In this study, a new CO₂ electroreduction electrolyte system consisting of tetrabutylphosphonium 4-(methoxycarbonyl) phenol ([P₄₄₄₄][4-MF-PhO]) ionic liquid (IL) and acetonitrile (AcN) was designed to produce oxalate, and the electroreduction mechanism was studied. The results show that using the new IL-based electrolyte, the electroreduction system exhibits 93.8% Faradaic efficiency and 12.6 mA cm⁻² partial current density of oxalate at −2.6 V. The formation rate of oxalate is 234.4 μmol cm⁻² h⁻¹, which is better than those reported in the literature.
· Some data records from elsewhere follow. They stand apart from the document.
Issue #491, opened 2026-08-27
OTel companion mode: prevent double-counting when Claude Code's built-in OTel is also enabled


adjohn:
## Problem
An org that enables both Claude Code's built-in OTel export (→ New Relic OTLP) and Preflight cloud mode ingests four signal families **twice**: cost (`claude_code.cost.usage` vs `ai.cost.session_total_usd` / `AiCodingTask.estimated_cost_usd`), tokens, lines of code, and session time. A blended "org AI spend" dashboard that sums across both roughly doubles the truth, and nothing on either side prevents it today.

The join key exists: for Claude Code sessions, Preflight's `session_id` and OTel's `session.id` are the same UUID — so joint deployments are joinable and de-duplicable, but only if dashboards know to do it.

## Proposed fix
- A companion-mode knob (e.g. `costSource: 'otel'` / `companionMode: true`) that, for `platform = 'claude-code'`, suppresses — or tags with e.g. `cost_authority: 'external'` for dashboard-side exclusion — the overlapping cost/token/LOC/duration signals while keeping everything Preflight-exclusive (tasks, efficiency, anti-patterns, audit, context, MCP proxy, per-repo attribution).
- Document canonical-source guidance for blended deployments (which pipeline owns which signal).
- Stretch: use the overlap as a feature — a reconciliation check between Preflight-computed and OTel-reported cost per session (the `token_reconciliation_delta` self-check on `AiWorkflowRun` is precedent).

🤖 Generated with [Claude Code](https://claude.com/claude-code)

PR #503, opened 2026-08-28
Feat #492: Decode and enrich protobuf OTLP payloads in the receiver

### LINKED ISSUE #492: OTLP receiver: decode and enrich protobuf payloads (enable ingesting Claude Code's own OTel)
## Problem
The inbound OTLP receiver enriches JSON-encoded payloads only; `application/x-protobuf` bodies are forwarded unmodified (`src/proxy/otlp-receiver.ts:359-360`). #146 fixed the docs to disclose this; this issue proposes actually implementing protobuf support — because it unlocks a significant architecture: **Preflight as the local OTel collector for AI coding tools.**

Claude Code exports OTel over gRPC/protobuf by default. With protobuf decode, an org could point `OTEL_EXPORTER_OTLP_ENDPOINT` at Preflight's receiver, and Preflight could:
- enrich Claude Code's own telemetry with what only Preflight knows (repo/`project_id`, task boundaries, session context),
- reconcile it against hook-observed data (and suppress its own overlapping cost/token signals — see the companion-mode issue),
- forward one unified, de-duplicated stream to New Relic.

That collapses the "two competing pipelines" problem into one pipeline with two capture paths, while keeping Claude Code's supported telemetry as the stable input for cost/outcome signals.

## Scope
- Protobuf (and ideally gRPC) decode for OTLP logs + metrics in the receiver path; re-encode or JSON-forward after enrichment.
- Recognize `claude_code.*` metrics/events and map session.id ↔ Preflight `session_id`.

adjohn:
Fixes #492.

## Summary

- The inbound OTLP receiver enriched JSON payloads only; `application/x-protobuf` bodies (what Claude Code and most OTel SDKs send by default) forwarded opaque and never gained session/repo attributes. The receiver now decodes protobuf export requests, runs the SAME `injectResourceAttributes` enrichment the JSON path uses, and re-encodes — for all three signals, routed by the OTLP/HTTP path (`/v1/logs|metrics|traces`).
- New runtime dependency `protobufjs@7.6.6` (server-side only — verified absent from the built web bundle; `check:bundle-size` still passes at 231.8 KB / 400 KB). Pinned to the widely-deployed 7.x line; 8.8.0 exists if you prefer the newer major.
- The OTLP schema ships as a vendored pbjs JSON descriptor (`src/proxy/otlp-descriptor.ts`) generated from `open-telemetry/opentelemetry-proto @ dfd0b0e`; the header carries the exact regeneration recipe (including deleting the gRPC `*Service` stubs, which this HTTP transcoder never uses and which don't type-check against protobufjs's `INamespace`).
- Fail-open everywhere: unknown `/v1/` path, malformed bytes, or any decode error forwards the original bytes unmodified — enrichment failure never drops telemetry, matching the JSON path.
- **Known limitation, disclosed in code and `docs/ADVANCED.md`:** re-encoding through a fixed descriptor drops fields a newer OTLP schema might add (the JSON path doesn't have this property). The docs carry the descriptor vintage and regeneration pointer.
- Out of scope, deliberately: gRPC transport (the receiver is plain HTTP; `OTEL_EXPORTER_OTLP_PROTOCOL=http/protobuf` covers Claude Code) and `claude_code.*` metric recognition / session-id mapping, which belong to companion mode (#491). No CHANGELOG entry — version pick (1.17.1 vs 1.18.0) left as a release call.
- Security posture, since this adds a parser to an inbound network path: the decode sits behind the receiver's existing guards (auth, rate limiting, body-size cap, SSRF-checked forwarding), every parse failure falls open to byte passthrough rather than an error path, and protobufjs decode allocates proportionally to the received (already size-capped) body. I know the receiver's v1 comment deliberately deferred this over the dependency question — if the project prefers no `protobufjs` at runtime, the alternative is a hand-rolled wire parser, which I'd argue is the worse review surface; happy to discuss on the issue instead if this should have gone there first.
- The descriptor's regeneration currently includes one manual step (deleting the three unused gRPC `*Service` stubs, documented in the header). A `scripts/regenerate-otlp-descriptor.ts` that automates fetch→pbjs→strip→write is a natural follow-up if you want it mechanically refreshable.

## Test plan

- [x] RED first: per-signal HTTP round-trips against the unchanged receiver showed forwarded protobuf carrying no injected attributes; GREEN after (60/60 in the receiver suite)
- [x] Fidelity proofs: 16-byte traceId with high-bit bytes, `startTimeUnixNano` > 2^53, `asInt` 2^53+1 (off-by-one under any float trip), and a no-op enrichment test asserting decode→re-encode equals the input byte for byte
- [x] Independent fixture: a log request serialized by the installed `@opentelemetry/otlp-transformer` `ProtobufLogsSerializer` (hand-rolled writer, shares no code with protobufjs) decodes and enriches correctly through our descriptor
- [x] Dist-level round-trip against compiled `dist/proxy/*` output
- [x] `npm run build && npm test` — 5869 tests pass; lint 0/0; prettier clean; existing JSON-path and passthrough tests unmodified and green


chrisdhaan:
## Review

**Verdict: solid, tested change — good to merge once you're happy with it.**

### Build / test / lint
- `npm run build` — passes
- `npm test` — 5869/5869 pass (matches the PR description exactly), 3 skipped (pre-existing, unrelated)
- `protobufjs` confirmed absent from the web bundle (`grep -r protobufjs src/web/` — no hits) and `check:bundle-size` passes at 232.1 KB gzipped

### Code review
- Decode/re-encode sits behind the existing body-size cap, auth check, and content-type allowlist, so it doesn't add a new unbounded-allocation surface — the 10 MB cap applies before any protobuf parsing happens.
- Fail-open behavior on decode error matches the JSON path exactly (forwards original bytes rather than dropping telemetry).
- `injectResourceAttributes` is reused unchanged between the JSON and protobuf paths, since `decodeOtlpRequest` normalizes to the same plain-object shape — no logic duplication.
- Fidelity test coverage is genuinely thorough: high-bit trace/span IDs, `>2^53` nanosecond timestamps, an independent-encoder fixture via `@opentelemetry/otlp-transformer` (not just protobufjs round-tripping against itself), and a byte-for-byte no-op re-encode test.
- No completeness gaps against #492 — covers all three signals (traces/metrics/logs), a superset of what the issue asked for. Deferring `claude_code.*` recognition to the companion-mode issue (#491, confirmed open and real) and gRPC transport is a reasonable scope boundary, not scope-dodging.
- No `src/shared/` edits.

### One suggestion — addressed
The PR flagged the descriptor's regeneration as a manual step and suggested a `scripts/regenerate-otlp-descriptor.ts` as a natural follow-up. I've pushed that automation on top of your branch (fetch → pbjs → strip → write), verified to produce byte-for-byte identical output to your hand-generated descriptor at the same pinned commit (only the header comment differs, since it now points at the script). Also merged current `main` into the branch to catch it up (a normal merge commit, no rebase, so your original commit is untouched) and bumped the version/CHANGELOG:

- **v1.23.0**
- CHANGELOG: *The inbound OTLP receiver now enriches protobuf-encoded payloads, not just JSON — `application/x-protobuf` bodies (the default for most OTel SDKs, including Claude Code's own) are decoded, tagged with session/repo context, and re-encoded, matching what the JSON path already did. A payload using OTLP schema fields newer than the receiver's vendored descriptor loses those unrecognized fields on re-encode; a payload that fails to decode is forwarded unmodified rather than dropped.*

Full build/test/lint re-verified green after both pushes.

chrisdhaan (approved):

The mechanism study using density functional theory (DFT) calculations reveals that [P₄₄₄₄][4-MF-PhO] can effectively activate CO₂ molecule through ester and phenoxy double active sites. In addition, in the phosphonium-based ionic environment, the potential barriers of the key intermediates *CO₂⁻ and *C₂O₄²⁻ are reduced by the induced electric field, which greatly facilitates the activation and conversion of CO₂ molecule to oxalate.

中文翻译：

---

非质子离子液体作为电解质用于高 CO2 电还原草酸盐

在这项研究中，设计了一种由四丁基鏻4-（甲氧基羰基）苯酚（[P _{4444 ] [4-MF-PhO]）离子液体（IL）和乙腈（AcN）组成的新型CO 2}电还原电解质体系来生产草酸盐，和研究了电还原机理。结果表明，使用新的基于 IL 的电解质，电还原系统在 -2.6 V 下表现出 93.8% 的法拉第效率和 12.6 mA cm ^-2的草酸盐分电流密度。草酸盐的形成速率为 234.4 μmol cm ^-2  h ^-1，这比文献中报道的要好。使用密度泛函理论 (DFT) 计算的机理研究表明 [P ₄₄₄₄ ][4-MF-PhO] 可以有效地激活 CO₂分子通过酯和苯氧基双活性位点。此外，在鏻基离子环境中，关键中间体*CO ₂ ⁻和*C ₂ O ₄ ²⁻的势垒被感应电场降低，极大地促进了CO ₂分子的活化和转化为草酸盐。